• Work instruction
What do the lines say, reproduced word for word, from the first of the entries below through the line bearing "- Expanded documentation."?

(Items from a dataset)
<<<<

PR #841, opened 2019-01-29
Feature simplified conduit paths

bvanessen:
Updated the JAG Conduit data reader so that the prefix paths to the
output scalar, output images, and input fields are contained in the
data_set_metadata schema prototext block.  This makes the data reader
more general purpose to changes in the layout of the data set.


bvanessen:
Note that this PR depends on #839

src/proto/proto_common.cpp
```diff
@@ -792,10 +796,10 @@ void print_help(lbann_comm *comm)
 
   std::cerr <<
        "General usage: you need to specify three prototext files, e.g:\n"
-       "  srun -n# proto --model=<string> --optimizer=<string> --reader=<string>\n"
+       "  srun -n# proto --model=<string> --optimizer=<string> --reader=<string> --metadata=<string>\n"
        "\n"
        "  However, if you are re-running an experiment from a previously saved\n"
-       "  file, you only need to specify --model=<string>\n"
+       "  file, you only need to specify --prototext=<string>\n"
```
JaeseungYeom: I think "prototext" is kind of too general and does not give much hint of what it is for.

PR #842, opened 2019-01-29
Improving Python implementation of ResNets

timmoon10:
Changes:
- Implemented ResNets as layer modules. It is now possible to import resnet50.py and use a ResNet as a component within a more complicated model, e.g. a Siamese network or a GAN.
- Implemented ResNet-{18,34,50,101,152}.
- Added command-line options to choose exported prototext file, ResNet variant, etc.
- Expanded documentation.

This is much more usable, although it's somewhat less friendly as a tutorial. I think it would be best to rename "resnet50.py" to "resnet.py" and to move it to the model zoo. We should probably make a directory called "image_classification" or "vision" and put similar Python files for LeNet and AlexNet (and maybe VGG or Inception).


scripts/proto/lbann/models/resnet.py
```diff
@@ -0,0 +1,536 @@
...
+                              name=self.name + '_bn_scale')
+        bn_bias = lp.Weights(initializer=lp.ConstantInitializer(value=0.0),
+                             name=self.name + '_bn_bias')
+        self.bn_weights = [bn_scale, bn_bias]
+        self.bn_stats_aggregation = bn_stats_aggregation
+
+        # Initialize ReLU
+        self.relu = relu
+
+    def __call__(self, x):
```
ndryden: We should be consistent about whether we overload `forward` or `__call__`. Both are equivalent, but it's probably prettier for users to overload `forward`.

timmoon10: Good catch. Fixed.

PR #854, opened 2019-02-04
NumPy .npz data reader

oyamay:
This PR adds `numpy_npz_reader` which reads data stored in a NumPy (.npz) file.
`numpy_npz_reader` supports:
* multi-dimensional input data
* labels and multi-dimensional responses (optional)
* float, double, and int16 data types
   * An user-given scaling factor `scaling_factor_int16` can be applied to input data

The `data_reader_merge_samples` data reader supports `numpy_npz_reader` with an optional field `merge_skip_overlapped`, which skips some .npz files so that each training process has disjoint dataset.

This PR also adds `data_reader_mnist_numpy_npz_int16.prototext` and `mnist_to_npy_and_npz.py` to test the data reader by using the MNIST dataset.


oyamay:
I'm current working on the `merge_skip_overlapped` option so I'll push some commits to this soon.

oyamay:
I reverted the changes around `merge_skip_overlapped` since this function will be replaced with the sample list function (#898).

PR #856, opened 2019-02-05
Merge lbplot to the Python interface

oyamay:
This PR merges the `lbplot` package to the `lbann` package so that users do not have to install two different Python packages related to LBANN.

Some changes:
* Output files with `.txt` is treated as LBANN output files.
* The `-p` option of `lbplot` is removed since it is a required argument.

A typical line to use `lbplot` looks like:
```shell
lbplot outout1.txt outout2.txt -n experiment1 experiment2
```


oyamay:
Added two options:
* `--no-accuracy`: Do not plot accuracy curves. This option is used for output files which do not contain categorical accuracy.
* `--merge-train-val`: Plot training/validation curves in the same figure. Validation curves are plotted as dashed lines with the same color to the training curves.

PR #865, opened 2019-02-07
Model class for the Python frontend

oyamay:
This PR defines the `lbann.proto.Model` class, so that additional Python functions (such as graph visualization) can be implemented to the model class.
This also implements `lbann.proto.save_prototext`, which saves a prototext which contains a model, a data reader, and/or an optimizer (all objects are optional).
`lbann.proto.save_model` internally uses the class/function without change of the semantics.

### DIFF
--- a/scripts/proto/lbann/proto.py
+++ b/scripts/proto/lbann/proto.py
@@ -496,53 +496,70 @@ class Callback:
 _generate_classes_from_message(Callback, lbann_pb2.Callback)
 
 # ==============================================
+# Model
+# ==============================================
+
+class Model:
+    """Base class for models."""
+
+    def __init__(self, mini_batch_size, epochs,
+                 layers, weights=[], objective_function=None,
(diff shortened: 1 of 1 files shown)


davidHysom:
> This also implements `lbann.proto.save_prototext`, which saves a prototext which contains a model, a data reader, and/or an optimizer (all objects are optional).
When you run lbann is already does this: saves the model, reader, and optimizer to a file, with additional information that lets you re-run the exact experiment.
How does what you're suggesting differ from, or add to that? Is it meant as a replacement?

oyamay:
It is just a generic function to save any combinations of LBANN PB objects into a prototext file.
Since all of the arguments are optional, this function can save a prototext which contains a single PB object (like `save_model` does), or a set of objects (like LBANN does).

And after everything (including data readers and optimizers) is written in Python, we don't need to split them into different prototexts, so this function will be needed in near future.

PR #880, opened 2019-02-13
fix issue where comms are moved erroneously

benson31:
Missed this when I made the changes for the lazy init stuff (then again, so did all the reviewers...)


benson31:
I don't disagree. When `Comm`s were passed by value, this was the right thing to do; however, with the update to the `Comm` semantics, that was incorrect. It slipped my mind, so I only did one find-and-replace (`Comm c`->`const Comm& c`) instead of two... Glad this merged and all is totally and 100% right with the world now... ;)

PR #887, opened 2019-02-15
Make Cub always log certain performance-critical events.

naoyam:
Once stabilized, it is generally expected that:
- Memory request does not actually acquire a new memory chunk.
- Memory release just returns the pointer to the memory pool and never
calls cudaFree.

These events can be a significant performance penalty. Cub will log
messages when they happen only if its debug option is enabled, but the
options also enables other logging, yielding extremely verbose output.
This patch only enables logging at the above events no matter the debug
option is enabled.


naoyam:
@benson31 I added a patch command to the superbuild file for Cub. I'm not sure the change is what superbuild should look like, but at least it works on Lassen. Let me know if there is a better way.

PR #2880, opened 2025-12-02
fix: failed to create local dir x permission denied

will4j:
### What type of PR is this?

/kind bug

When run command `kk create cluster` in a k8s node, copy binary to remote hosts will execute by `localConnector`, many error like *failed to copy absolute file: failed to create local dir "/tmp/etc/kubernetes/pki/etcd/ca.crt": mkdir /tmp/etc/kubernetes/pki: permission denied* occurs.

image

image

the reason is directory created by `localConnector` with src file mode, which may cause no permission to write or execute to the directory, and should be fixed by give directory with specific mode `os.ModePerm`.

Fixes #

```
```

```release-note
fix: failed to create local dir x permission denied 
```

```docs

```

### DIFF
--- a/pkg/const/common.go
+++ b/pkg/const/common.go
@@ -127,5 +127,6 @@ const (
 )
 
 const (
-	PermDirPublic = os.FileMode(0755)
+	// PermDirPublic means public permission of directory, something like os.ModePerm
+	PermDirPublic os.FileMode = 0755
 )
--- a/pkg/modules/copy.go
+++ b/pkg/modules/copy.go
@@ -217,8 +217,10 @@ func (ca copyArgs) handleRelativePath(ctx context.Context, options ExecOptions, 
 }
 
 // copyAbsoluteDir copies all files from an absolute directory to the remote host.
-func (ca copyArgs) copyAbsoluteDir(ctx context.Context, conn connector.Connector) error {
-	defer ca.ensureDestDirMode(ctx, conn)
+func (ca copyArgs) copyAbsoluteDir(ctx context.Context, conn connector.Connector) (resRrr error) {
+	defer func() {
+		resRrr = ca.ensureDestDirMode(ctx, conn)
+	}()
 	return filepath.WalkDir(ca.src, func(path string, d fs.DirEntry, err error) error {
 		// Only copy files, skip directories
 		if d.IsDir() {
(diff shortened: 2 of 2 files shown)


redscholar:
This approach isn’t ideal because the mode parameter for copy or template no longer takes effect.like
```yaml
copy:
  src: xxx
  dest: xxx
  mode: 0755
```

will4j:
> This approach isn’t ideal because the mode parameter for copy or template no longer takes effect.like
> 
> ```yaml
> copy:
>   src: xxx
>   dest: xxx
>   mode: 0755
> ```

this only affect directory permission when call `os.MkdirAll`, the file copied by still use mode from `copyArgs`. Or Did you mean when `src` is a directory, the `mode` arg will be ignored? that's indeed a question.

will4j:
> > This approach isn’t ideal because the mode parameter for copy or template no longer takes effect.like
> > ```yaml
> > copy:
> >   src: xxx
> >   dest: xxx
> >   mode: 0755
> > ```
> 
> this only affect directory permission when call `os.MkdirAll`, the file copied by still use mode from `copyArgs`. Or Did you mean when `src` is a directory, the `mode` arg will be ignored? that's indeed a question.

And wtf! I test copy with `src` as directory and it event not work at all, I'll make another commit to fix it. Just can't beleive how this could happen, it is the basic use case of **the** `Copy` Module.

zuoxuesong-worker:
I appreciate the suggestion, but fixing directory permissions to 777 would create security issues while reducing flexibility. The Unix permission model intentionally separates file and directory permissions because they serve different purposes.

Key concerns with 777 directories:

1. Security vulnerability: Allows any user to delete or replace files regardless of file permissions
2. Violates principle of least privilege
3. Inappropriate for most real-world scenarios (config files, user data, web content)

Better approach:

- Keep the current flexible design where callers specify both permissions
- Consider adding secure defaults (e.g., 0755 for directories)
- Allow explicit 777 only when truly needed (temporary world-writable spaces)

This maintains security while supporting all legitimate use cases. For truly exceptional cases requiring 777, callers can explicitly pass 0777 as the directory mode parameter.

will4j:
I just want to fix the permission problem when copy files using `local_connector`, and respect your concern about security stuff, so I create an alias const of `0755` and use it instead. btw, `os.ModePerm` is widely used in kubkey, which may be better managed in the future.

From my aspect of view, `mode` arg in copy module should only affect the dest file permission when src is a file, and only affect dest dir permission when src is a directory. and both

```yaml 
# this is example in kubekey documents
- name: copy dir
  copy:
    src: /tmp
    dest: /tmp
```

and

```yaml
# this is example that only work in current main branch, the example above in docs did not work expectly
- name: copy dir
  copy:
    src: /tmp
    dest: /tmp/
```
should work, so I fixed the rel path problem, add a func to ensure dest dir permission after all files are copied into it.

let me know if the new impl meet the need.

redscholar:
> I just want to fix the permission problem when copy files using `local_connector`, and respect your concern about security stuff, so I create an alias const of `0755` and use it instead. btw, `os.ModePerm` is widely used in kubkey, which may be better managed in the future.
> 
> From my aspect of view, `mode` arg in copy module should only affect the dest file permission when src is a file, and only affect dest dir permission when src is a directory. and both
> 
> ```yaml
> # this is example in kubekey documents
> - name: copy dir
>   copy:
>     src: /tmp
>     dest: /tmp
> ```
> 
> and
> 
> ```yaml
> # this is example that only work in current main branch, the example above in docs did not work expectly
> - name: copy dir
>   copy:
>     src: /tmp
>     dest: /tmp/
> ```
> 
> let me know if the new impl meet the need.

I agree. `mode` only affect for `dest`

PR #2882, opened 2025-12-03
fix: set hostname failed because of unmatch variable use

will4j:
### What type of PR is this?

/kind bug

1. `.set_hostname` variable is used in roles `when` expression, but actual variable is `.native.set_hostname`.
2. mark task as **skip** when all loop is skipped to indicates some unexpected conditions.

Fixes #

```
```

```release-note
none
```

```docs

```


redscholar:
I have a new idea for the loop. The result should support scenarios both with and without an item. Once I’m done, I’ll update your PR.

will4j:
> I have a new idea for the loop. The result should support scenarios both with and without an item. Once I’m done, I’ll update your PR.

This should be fully tested, execute tasks will fail now using this new patch.

redscholar:
> > I have a new idea for the loop. The result should support scenarios both with and without an item. Once I’m done, I’ll update your PR.
> 
> This should be fully tested, execute tasks will fail now using this new patch.

I’m working on it.

mumuhhh:
> > > I have a new idea for the loop. The result should support scenarios both with and without an item. Once I’m done, I’ll update your PR.
> > 
> > 
> > This should be fully tested, execute tasks will fail now using this new patch.
> 
> I’m working on it.

由于结构性改变正常运行需要删除历史运行runtime状态目录，循环loop的registry行为了发生了变化,多item的任务受到影响，目前看hook目录下那俩*_install.yaml将会受到影响

PR #2907, opened 2025-12-24
Kubeadm conf v1beta4

will4j:
### What type of PR is this?

/kind feature

According to [this k8s doc](https://kubernetes.io/docs/reference/config-api/kubeadm-config.v1beta4/), the main change of kubeadm Configuration (v1beta4) is _Replace the existing string/string extra argument maps with structured extra arguments that support duplicates. The change applies to ClusterConfiguration - apiServer.extraArgs, controllerManager.extraArgs, scheduler.extraArgs, etcd.local.extraArgs. Also to nodeRegistration.kubeletExtraArgs._

so I add a template function to convert extraArgs config from map to slice, keep kubekey config schema unchanged.

and use v1beta4 when kube version greater than v1.31.0

Fixes #

```
```

```release-note
Use kubeadm Configuration (v1beta4) when kube version higher than v1.31.0
```

```docs

```

### DIFF
--- a/builtin/core/roles/kubernetes/init-kubernetes/templates/kubeadm/kubeadm-init.v1beta4
+++ b/builtin/core/roles/kubernetes/init-kubernetes/templates/kubeadm/kubeadm-init.v1beta4
@@ -73,7 +73,7 @@ apiServer:
       value: /etc/kubernetes/audit/webhook.yaml
 {{- end }}
 {{- if .kubernetes.apiserver.extra_args | empty | not }}
-{{ kubeExtraArgs .kubernetes.apiserver.extra_args | toYaml | indent 4 }}
+{{ mapToNamedStringArgs .kubernetes.apiserver.extra_args | toYaml | indent 4 }}
 {{- end }}
   certSANs:
     - localhost
@@ -143,7 +143,7 @@ controllerManager:
   {{- end }}
 {{- end }}
 {{- if .kubernetes.controller_manager.extra_args }}
-{{ kubeExtraArgs .kubernetes.controller_manager.extra_args | toYaml | indent 4 }}
+{{ mapToNamedStringArgs .kubernetes.controller_manager.extra_args | toYaml | indent 4 }}
 {{- end }}
   extraVolumes:
     - name: host-time
@@ -172,7 +172,7 @@ scheduler:
   {{- end }}
 {{- end }}
 {{- if .kubernetes.scheduler.extra_args }}
-{{ kubeExtraArgs .kubernetes.scheduler.extra_args | toYaml | indent 4 }}
+{{ mapToNamedStringArgs .kubernetes.scheduler.extra_args | toYaml | indent 4 }}
 {{- end }}
 ---
 apiVersion: kubeadm.k8s.io/v1beta4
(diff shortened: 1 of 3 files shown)


pkg/converter/tmpl/functions.go
```diff
@@ -139,3 +142,22 @@ func getStringSlice(d map[string][]string, key string) []string {
 	}
 	return nil
 }
+
+// kubeExtraArgs make kubeadm extra args of v1/beta4
+// for string/string extra argument maps, convert to structured extra arguments
+func kubeExtraArgs(input any) []map[string]string {
```
redscholar: We could use a more meaningful name, for example: mapToNamedStringArgs.

builtin/core/roles/kubernetes/init-kubernetes/templates/kubeadm/kubeadm-init.v1beta4
```diff
@@ -0,0 +1,247 @@
...
+      value: 2
+    - name: audit-log-maxsize
+      value: 200
+    - name: audit-policy-file
+      value: /etc/kubernetes/audit/policy.yaml
+    - name: audit-webhook-config-file
+      value: /etc/kubernetes/audit/webhook.yaml
+{{- end }}
+{{- if .kubernetes.apiserver.extra_args | empty | not }}
+{{ kubeExtraArgs .kubernetes.apiserver.extra_args | toYaml | indent 4 }}
```
redscholar: Good!!! Please help update kubeadm-init.v1beta2, kubeadm-init.v1beta3, kubeadm-join.v1beta2, and kubeadm-join.v1beta3 accordingly.

redscholar: @will4j 
image
The configuration for v3 is as follows; would it be better to retain this format?
like:
```yaml
kubernetes:
  apiserver:
    extra_args:
      - name: xxx
        value: xxx
```

will4j: I was intend to support both string/string format and NamedString format before. but extra_args in kubkey config default value (in builtin roles defaults) is type map, use NamedString will cause schema un match when merge kubekey config in playbook run. so I think it be better to keep use string/string format in kubekey config file for all versions. and convert to what it needed accordingly, which means, config unchanged as

```
kubernetes:
  apiserver:
    extra_args:
      - name: value
```

and only convert to NamedString in kubeadm v1beta4 like
```
apiServer:
  extraArgs:
    - name: xxx
      value: xxx
```

So kubekey config, kubeadm-init.v1beta2, kubeadm-init.v1beta3 etc  are unchanged in this case.

will4j: I am not sure if it is a good idea to make breaking change to use NamedString format in kubekey config, like 
```
kubernetes:
  apiserver:
    extra_args:
      - name: xxx
        value: xxx
```

although this can support new features in v1beta4 of support duplicates.

PR #2921, opened 2025-12-29
feat: multi version for download

redscholar:
### What type of PR is this?

/kind feature

Fixes #

```
```

```release-note
multi version for download
```

```docs
```


zuoxuesong-worker:
it will cause all download and copy fail with error.
and it would need a lot of change to download and copy 
maybe we can continue our current download task
if user need multi version binaries ,what about this example:
```
kk export artifact -c version1.yaml # download binaries for version1
kk export artifact -c version2.yaml # download binaries for version2
kk export artifact -c version3.yaml --download_image --pack # download binaries for version3, only download img and make tgz in the last run
```

PR #2988, opened 2026-01-31
fix: modify the condition for docker-compose download 

guofeng1996:
### What type of PR is this?
/kind bug

modify the condition for docker-compose download

Fixes #

```
修改artifact download任务中根据打包文件下载docker-compose的条件，依据image_registry下是否存在dockercompose_version决定是否下载docker-compose与文件存放路径
```

```release-note

```

```docs

```

### DIFF
--- a/builtin/core/roles/copy/tasks/binary.yaml
+++ b/builtin/core/roles/copy/tasks/binary.yaml
@@ -165,12 +165,12 @@
   tags: ["image_registry"]
   loop: "{{ .download.arch | toJson }}"
   when: 
-    - .image-registry.dockercompose_version | empty | not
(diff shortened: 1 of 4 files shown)


builtin/core/roles/copy/tasks/binary.yaml
```diff
@@ -165,12 +165,12 @@
   tags: ["image_registry"]
   loop: "{{ .download.arch | toJson }}"
   when: 
-    - .cri.dockercompose_version | empty | not
+    - .image-registry.dockercompose_version | empty | not
```
redscholar: should be `image_registry`

PR #3093, opened 2026-04-28
fix debian can not use in v4 and version check and clean process

zbb88888:

Fixes #

- debian can not use in v4x
- delete cluster but not clean
- version check problems
- support make build-kk-dev in local env in development process which is useful
- `files in /etc/kubekey/scripts` in not neccessary when `kk create cluster`, which will block creation process

```
```

```release-note
Support Debian on v4, fix etcd version check/downgrade prevention, and improve cluster deletion cleanup.
```

```docs

```

### DIFF
--- a/builtin/core/roles/defaults/tasks/main.yaml
+++ b/builtin/core/roles/defaults/tasks/main.yaml
@@ -50,6 +50,7 @@
     - name: Defaults | Get etcd.service LoadState and save to variable
       command: systemctl show etcd.service -p LoadState --value
       register: etcd_install_LoadState
+    # TODO: etcd_install_ActiveState has no consumers anywhere in the codebase; it can be removed once confirmed unnecessary.
     - name: Defaults | Get etcd.service ActiveState and save to variable
       command: systemctl show etcd.service -p ActiveState --value
       register: etcd_install_ActiveState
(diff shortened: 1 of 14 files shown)


builtin/core/roles/defaults/tasks/main.yaml
```diff
@@ -58,6 +58,30 @@
       register: etcd_install_version
       register_type: yaml
 
+    - name: Defaults | Normalize installed etcd version
+      set_fact:
+        etcd_installed_version: >-
+          {{- $versionOutput := .etcd_install_version.stdout | default "" | toYaml -}}
```
redscholar: `etcd_install_version` has been set to the YAML format via `register_type` on line 59.

builtin/core/roles/defaults/tasks/main.yaml
```diff
@@ -58,6 +58,30 @@
...
+          {{- $versionOutput | regexFind "etcd Version:[[:space:]]*[0-9]+\\.[0-9]+\\.[0-9]+" | trimPrefix "etcd Version: " | trim -}}
+
+- name: Defaults | Align target etcd version with installed cluster version
+  run_once: true
+  when: .groups.etcd | default list | empty | not
+  add_hostvars:
+    hosts: all
+    vars:
+      etcd:
+        etcd_version: >-
```
redscholar: It is not recommended to override **etcd.etcd_version** here.
This field should preferably be defined by the user and passed in via **config.yaml**.
If the value is set through **config.yaml** or the `--set` parameter, it will not be overwritten.

builtin/core/roles/uninstall/cri/docker/tasks/docker.yaml
```diff
@@ -19,6 +19,11 @@
         systemctl daemon-reload
         systemctl reset-failed containerd.service
 
+    - name: Docker | Terminate residual runtime shim processes
```
redscholar, line 22: This is an excellent change. In some scenarios, stopping containerd or docker does not terminate the container processes; it is necessary to stop containerd-shim.

builtin/core/roles/defaults/tasks/main.yaml
zbb88888: Thanks for the feedback @redscholar!

  The logic here is intentional to prevent etcd downgrades, which are not supported by etcd itself.

  The code flow is:
  1. Start with the user-configured version (`.etcd.etcd_version` from config.yaml or --set)
  2. Check all etcd nodes for installed versions
  3. Only override if an installed version is **higher** than the user-configured version
  4. This prevents accidental etcd downgrades that would cause cluster failures

  If all installed versions are lower or equal to the user config, the user's value is preserved.

  This is part of the 'etcd version alignment and downgrade prevention' feature mentioned in the PR description.

builtin/core/roles/uninstall/cri/docker/tasks/docker.yaml
zbb88888: thanks!

zbb88888:
@redscholar Hi, please review again! thanks!

builtin/core/roles/defaults/tasks/main.yaml
redscholar: @zbb88888 it’s has checked in https://github.com/kubesphere/kubekey/blob/8cde7206a8284debb63d1a3f68d8c08e65c8afce/builtin/core/roles/etcd/prepare/tasks/main.yaml#L34-L42

zbb88888:
@redscholar Thanks for the feedback @redscholar! please review again!

PR #3128, opened 2026-06-10
fix: dns error when zone is cn

redscholar:
### What type of PR is this?
/kind bug
Fixes a DNS configuration error that occurs when the zone is set to `cn`.
When `.image_registry.type` is empty (which can happen in certain configurations, such as when `KKZONE=cn`), the DNS task in `builtin/core/roles/native/dns/tasks/main.yaml` unconditionally generates image registry related host entries. This leads to invalid or unexpected DNS entries being written to `/etc/hosts`.
This PR adds a conditional check `{{- if .image_registry.type | empty | not }}` to ensure that image registry DNS entries are only generated when the image registry type is explicitly configured.
Fixes #
```
- The fix applies to both the DNS configuration generation and the KubeKey image registry control plane endpoint DNS configuration blocks.
- Please verify that DNS entries are correctly skipped when image_registry.type is not set.
```
```release-note
Fix DNS configuration error when zone is set to cn by skipping image registry entries when image_registry.type is not configured.
```
```docs
```

### DIFF
--- a/builtin/core/roles/native/dns/tasks/main.yaml
+++ b/builtin/core/roles/native/dns/tasks/main.yaml
@@ -37,6 +37,7 @@
       {{- end }}
     {{- end }}
     # kubekey image_registry control_plane_endpoint BEGIN
+    {{- if .image_registry.type | empty | not }}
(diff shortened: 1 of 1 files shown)


redscholar:
@gemini review

PR #3159, opened 2026-06-30
fix: flannel need cni_plugins

redscholar:
### What type of PR is this?

/kind bug

Multus delegates network setup to standard CNI plugins (like loopback, bridge, macvlan, host-local), which are provided by this package. Without these plugins in /opt/cni/bin/, multi-CNI deployments will fail. Furthermore, Kubelet itself requires the loopback CNI plugin to be present to set up the loopback interface for pods.

Fixes #

```
```

```release-note
none
```

```docs

```


redscholar:
@gemini review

>>>>

• Exercise output
PR #841, opened 2019-01-29
Feature simplified conduit paths

bvanessen:
Updated the JAG Conduit data reader so that the prefix paths to the
output scalar, output images, and input fields are contained in the
data_set_metadata schema prototext block.  This makes the data reader
more general purpose to changes in the layout of the data set.


bvanessen:
Note that this PR depends on #839

src/proto/proto_common.cpp
```diff
@@ -792,10 +796,10 @@ void print_help(lbann_comm *comm)
 
   std::cerr <<
        "General usage: you need to specify three prototext files, e.g:\n"
-       "  srun -n# proto --model=<string> --optimizer=<string> --reader=<string>\n"
+       "  srun -n# proto --model=<string> --optimizer=<string> --reader=<string> --metadata=<string>\n"
        "\n"
        "  However, if you are re-running an experiment from a previously saved\n"
-       "  file, you only need to specify --model=<string>\n"
+       "  file, you only need to specify --prototext=<string>\n"
```
JaeseungYeom: I think "prototext" is kind of too general and does not give much hint of what it is for.

PR #842, opened 2019-01-29
Improving Python implementation of ResNets

timmoon10:
Changes:
- Implemented ResNets as layer modules. It is now possible to import resnet50.py and use a ResNet as a component within a more complicated model, e.g. a Siamese network or a GAN.
- Implemented ResNet-{18,34,50,101,152}.
- Added command-line options to choose exported prototext file, ResNet variant, etc.
- Expanded documentation.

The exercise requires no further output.